Records to process:
____________________
PR #88, opened 2017-01-27
Ubuntu64 terminal calls

douggard:
## README.md

* Updated to have version 2.6.1 of protobuf. 

* Removed a `cd ..` that wasn't needed. 

* Also added instructions for how to get protobuf in IDA on 64 bit Linux. Apparently IDA will not use the system's Python (even after install) on Linux. You can add the modules manually to the zip file though.

## disass.py

* Added parent dir to sys.path since those imports were failing for me. 

* Added a call `inst_terminates_bb` that uses IDA's functionality to lookup whether an instruction is the last in a basic block and the basic block has no successors. Support code is BBCache (per function) and a 5 function cache of those. Updated `is_call` to utilize the `inst_terminates_bb` function. 

* Added a `JUMP_TABLE_EAS` set used to filter out addresses within jump tables.

## x86.py

* Added loop mnemonics.

### DIFF
--- a/tools/disass/ida/disass.py
+++ b/tools/disass/ida/disass.py
@@ -27,7 +27,8 @@ except:
 
 
 POSSIBLE_CODE_REFS = set()
-
+# Stores all addresses contained in jump tables.
+JUMP_TABLE_EAS = set()
 
 # Architecture-specific functions.
 decode_instruction = None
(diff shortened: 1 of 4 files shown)


tools/disass/ida/disass.py
```diff
@@ -136,6 +139,87 @@ def get_direct_branch_target(branch_inst_ea):
         branch_inst_ea, target_ea))
     return target_ea
 
+# source: http://reverseengineering.stackexchange.com/a/1648/4197
```
pgoodman: I'd like to see the below code to be removed for the following reasons:

 * The caching functionality is already covered by using things like `program.get_basic_block`. The `program` module also keeps track of more information, including subroutines, and block successors (including jump table targets).
 * This mechanism produces blocks that will be structured differently than Remill basic blocks. IDA's basic blocks do not end at `call` instructions.
 * This abstraction doesn't handle the case where two basic blocks overlap. Mapping an `ea` to a block is a one-to-many relationship. One place where this happens is glibc, where code will conditionally jump to a `cmpxchg` after a `lock` prefix. Another place that this can sometimes happen is in the Linux kernel.
 * The licensing of this code is unclear, despite it posted on a public StackExchange forum.

tools/disass/ida/disass.py
```diff
@@ -154,7 +238,11 @@ def get_static_successors(inst):
       yield inst.next_ea  # Not recognised as a `noreturn` function.
 
   if inst.is_call():  # Indirect function call, system call.
-    yield inst.next_ea
+    if inst_terminates(inst):
```
pgoodman: This looks to be a bug, it should be `inst_terminates_bb`.

I think that a better use of this would be to make the following checks:
 * If the call is a no-return call, then don't `yield inst.next_ea`. It would be nice to have a function like `is_noreturn_call` or something.
 * If the code following the call is not code, according to `is_code`, then don't `yield inst.next_ea`.

The semantics of this instruction are to go and find the natural successors of a particular instruction, not of a block, and so recognizing whether or not a successor instruction is a block terminator (in the sense as it's another block head) does not fit into the semantics of this function. The `analyse_subroutine` function handles the identification and more fine-grained splitting of block heads, using the loop starting at line 306.

tools/disass/ida/disass.py
```diff
@@ -377,11 +464,36 @@ def get_called_subroutines(sub):
...
+def lrange(start, end):
+  num = long(start)
+  while num < end:
+    yield num
+    num += 1L
+
+# source: http://reverseengineering.stackexchange.com/a/13472/4197
+def init_jump_table_eas():
+  global JUMP_TABLE_EAS
+  JUMP_TABLE_EAS = set()
```
pgoodman: This definition of `JUMP_TABLE_EAS = set()` belongs at the top of the file.

tools/disass/ida/disass.py
```diff
@@ -377,11 +464,36 @@ def get_called_subroutines(sub):
...
   return called_sub_eas
 
+# Python 2.7 doesn't range on longs
+def lrange(start, end):
+  num = long(start)
+  while num < end:
+    yield num
+    num += 1L
+
+# source: http://reverseengineering.stackexchange.com/a/13472/4197
```
pgoodman: Can you add a comment describing what this function does, and why. The purpose of the code on the RE stack exchange is not the same as what this code is doing.

tools/disass/ida/disass.py
douggard: I'll make all those changes. 

Regarding `program.get_basic_block`, I never was able to get it to return a basic block that had data. `has_basic_block` would return False and any call to `get_basic_block`, with an arbitrary address, or the address of the first instruction of a basic block, would return a basic block with a bunch of null fields. I'll reproduce this on Monday and open a bug.

On indirect calls I could not find a way to check if the target function was `noreturn`. The flags were always -1. Is there a way to dereference the target address, check if it is in .idata, then get flags from the target in there? I'll give that a shot to see if I can get flags. The other solution would be getting the name of the target function and keeping a black list of noreturn names, that doesn't sound ideal though. I reverted to structural verification because of this, and I reverted to IDA's flow chart due to the `get_basic_block` not returning initialized blocks. 

Could each instruction store a reference to its parent block? That would make retrieval most simple. Rather than going from arbitrary address, then using IDA to get the first address in the basic block, then retrieving the basic block from `get_basic_block`.

tools/disass/ida/disass.py
douggard: Regarding program.get_basic_block, I never was able to get it to return a basic block that had data. has_basic_block would return False and any call to get_basic_block, with an arbitrary address, or the address of the first instruction of a basic block, would return a basic block with a bunch of null fields. I'll reproduce this on Monday and open a bug.

On indirect calls I could not find a way to check if the target function was noreturn. The flags were always -1. Is there a way to dereference the target address, check if it is in .idata, then get flags from the target in there? I'll give that a shot to see if I can get flags. The other solution would be getting the name of the target function and keeping a black list of noreturn names, that doesn't sound ideal though. I reverted to structural verification because of this, and I reverted to IDA's flow chart due to the get_basic_block not returning initialized blocks.

Could each instruction store a reference to its parent block? That would make retrieval most simple. Rather than going from arbitrary address, then using IDA to get the first address in the basic block, then retrieving the basic block from get_basic_block.

pgoodman: There is a subtlety to how `program.get_basic_block` is used that isn't explained but shouldn't be. It's really the `analyse_subroutine` and `analyse_block` that fills up the backing cached data structures, so before that happens, you'll get back empty things.

I think there is probably a way to dereference the data, assuming it's a pointer into something like the GOT/PLT. You may be able to inspect the address in IDA's `inst_t`. Another approach may be to look for data cross-references from the indirect call.

Each instruction could do that, and you can add it in. Why is that needed, though?

pgoodman:
@douggard, can you fix the CI failures for Linux?

pgoodman:
Also, please add your name to the acknowledgements file as part of this PR ;-)

douggard:
Passed.

PR #90, opened 2017-02-03
Optimizer.cpp: Fix crash when func.front() is non-existant

douggard:
Introduces a function `GetFuncFrontOrNull(llvm::Function)` that returns `nullptr` when the function passed to it has no basic blocks. Also ads a `nullptr` entry to map `block_transfer_functions` with the `local_live` and `local_dead (mask)` set.

Also modified is `Run03` with various speed improvements suggested by @pgoodman.

### DIFF
--- a/remill/BC/Optimizer.cpp
+++ b/remill/BC/Optimizer.cpp
@@ -850,7 +850,7 @@ static void GetBlockSuccessors(llvm::BasicBlock *block,
   }
 }
 
-// Get a functions front or a null pointer if no front available. 
+// Get a function's front or a null pointer if no front available. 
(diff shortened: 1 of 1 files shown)


remill/BC/Optimizer.cpp
```diff
@@ -781,8 +781,8 @@ static void RunO3(llvm::Module *module) {
   TLI->disableAllFunctions();
 
   llvm::PassManagerBuilder builder;
-  builder.OptLevel = 3;  // -O3.
-  builder.SizeLevel = 2;  // -Oz
+  builder.OptLevel = 0;  // -O3.
```
pgoodman: Can you update the `// -O3.` comment to `// -O0.`?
____________________
Your instructions: Give back every line of the listing where the word "into" shows up.

Result of the task:
The semantics of this instruction are to go and find the natural successors of a particular instruction, not of a block, and so recognizing whether or not a successor instruction is a block terminator (in the sense as it's another block head) does not fit into the semantics of this function. The `analyse_subroutine` function handles the identification and more fine-grained splitting of block heads, using the loop starting at line 306.
I think there is probably a way to dereference the data, assuming it's a pointer into something like the GOT/PLT. You may be able to inspect the address in IDA's `inst_t`. Another approach may be to look for data cross-references from the indirect call.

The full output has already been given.